Ricardo olhava-o também confuso sem saber o que lhe responder. Não conseguia compreender as verdadeiras intenções de Lorde Orlando.
-         Acalma-te Job! Infelizmente não posso responder-te. Tenta manter-te tranqüilo e mantém o sigilo sempre. Pensa em tua família...esquece que Gabriel viajará contigo! Porem Job, precisarás ficar alerta e continuarás vigiando-o . Temo por ti e por tua família...temo por lorde Orlando...farei orações para que tenham viagem tranqüila e em paz e para que cheguem breves a vosso destino.
Job meneou a cabeça humildemente agradecendo-lhe os conselhos e colocou-se a arrumar os seus poucos pertences, demasiadamente preocupado e silencioso.

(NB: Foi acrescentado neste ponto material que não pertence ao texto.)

PR #2961, opened 2026-05-26
Fix Android 16k alignment

panos-lunarg:


antonio-lunarg:
How about this? https://github.com/LunarG/gfxreconstruct/blob/dev/CMakeLists.txt#L315
Doesn't that apply to other targets?

panos-lunarg:
> How about this? https://github.com/LunarG/gfxreconstruct/blob/dev/CMakeLists.txt#L315 Doesn't that apply to other targets?

Doesn't seem to have any effect. I removed it.

Edit: Basically this is the root cmake file which doesn't seem to be included in the cmake files we use for android builds

antonio-lunarg:
> > How about this? https://github.com/LunarG/gfxreconstruct/blob/dev/CMakeLists.txt#L315 Doesn't that apply to other targets?
> 
> Doesn't seem to have any effect. I removed it.
> 
> Edit: Basically this is the root cmake file which doesn't seem to be included in the cmake files we use for android builds

I see. Good enough.

Off-topic: I am not really fond of some of the duplication of `CMakeLists.txt` in the Android folder. When introducing `framework/plugin/` I opted for a single `CMakeLists.txt` that would work for both desktop and Android.

antonio-lunarg (approved):

bradgrantham-lunarg (approved):

PR #2964, opened 2026-05-26
Fixes for external pipeline cache file

panos-lunarg:
When --load-pipeline-cache and --save-pipeline-cache point to the same
file then the file is not emptied. Logic attempts to incrementally
accumulate all caches when multiple incomplete runs are done by marking which caches have been loaded from the file and which not and only storing these in the file.


dfriederich:
Works in my local tests :-)

dfriederich (approved):
works for me :-)

MarkY-LunarG (approved):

O dia surgiu imponente, e o sol forte clareava a linda propriedade de Lorde Orlando.
O nobre surgiu com o seu filho Arthur, para o qual nada contara, e despediram-se num forte abraço. Arthur falou-lhe entristecido:
-         É incompreensível esta viagem tão repentina senhor meu pai! Mal chegamos de árdua viagem ontem;  o senhor deveria repousar alguns dias, antes de fazer esta.; parece-me cansado e profundamente abatido.
-         Não te preocupes meu filho Arthur, um  mensageiro aqui chegou quando já dormias, e preciso retornar e tomar algumas providencias inadiáveis. Deverás zelar e administrar esta propriedade...já és um homem e um bravo guerreiro!
Os dois novamente se abraçaram e o Lorde entrou na carruagem.
Os viajantes afastaram-se; os quatro guerreiros em montaria seguiam na frente, em seguida a carruagem de Lorde Orlando, e atras duas carroças, uma com as bagagens e mantimentos e outra com os servos Gabriel e Job. Ambos estavam silenciosos.
Job observava o medico olhando-o apreensivo e os receios aumentavam em sua mente. Nada dialogara com Gabriel; sentia-lhe enorme repudio por haver feito tanto mal e ainda que a viagem fosse longa e cansativa, evitaria faze-lo mostrando-se sempre ausente e indiferente á sua presença.
Gabriel, por sua vez, olhava o castelo distanciar-se pouco a pouco. Lembrava-se de Brigith; visualizando-a no avarandado florido de seu aposento. Olhou para o celeiro e lembrou-se de Manco, o velho amigo sempre prestativo e confidente. Sentia-se angustiado por deixar aquela propriedade. Ali vivera vinte e quatro anos e nunca dali saíra. O seu mundo era o castelo e os seus moradores...mas as lembranças se perdiam tal qual as imagens que sumiam na distancia. Não mais avistava o castelo. Os pensamentos revoltados invadiam-lhe novamente o ser. Sentia-se inconformado com a sua situação submissa de servo. Havia sido meramente escolhido e agora era transportado. Já tinha conhecimento para onde ia, mas se não compreendia o motivo. Olhou para Job que se deitara na carroça e parecia repousar. Ele era o culpado de tudo! Se não tivesse lhe pedido o maldito chá, sua Brigith estaria ali agora com ele. O ódio lhe invadia todo o ser mas controlava-se.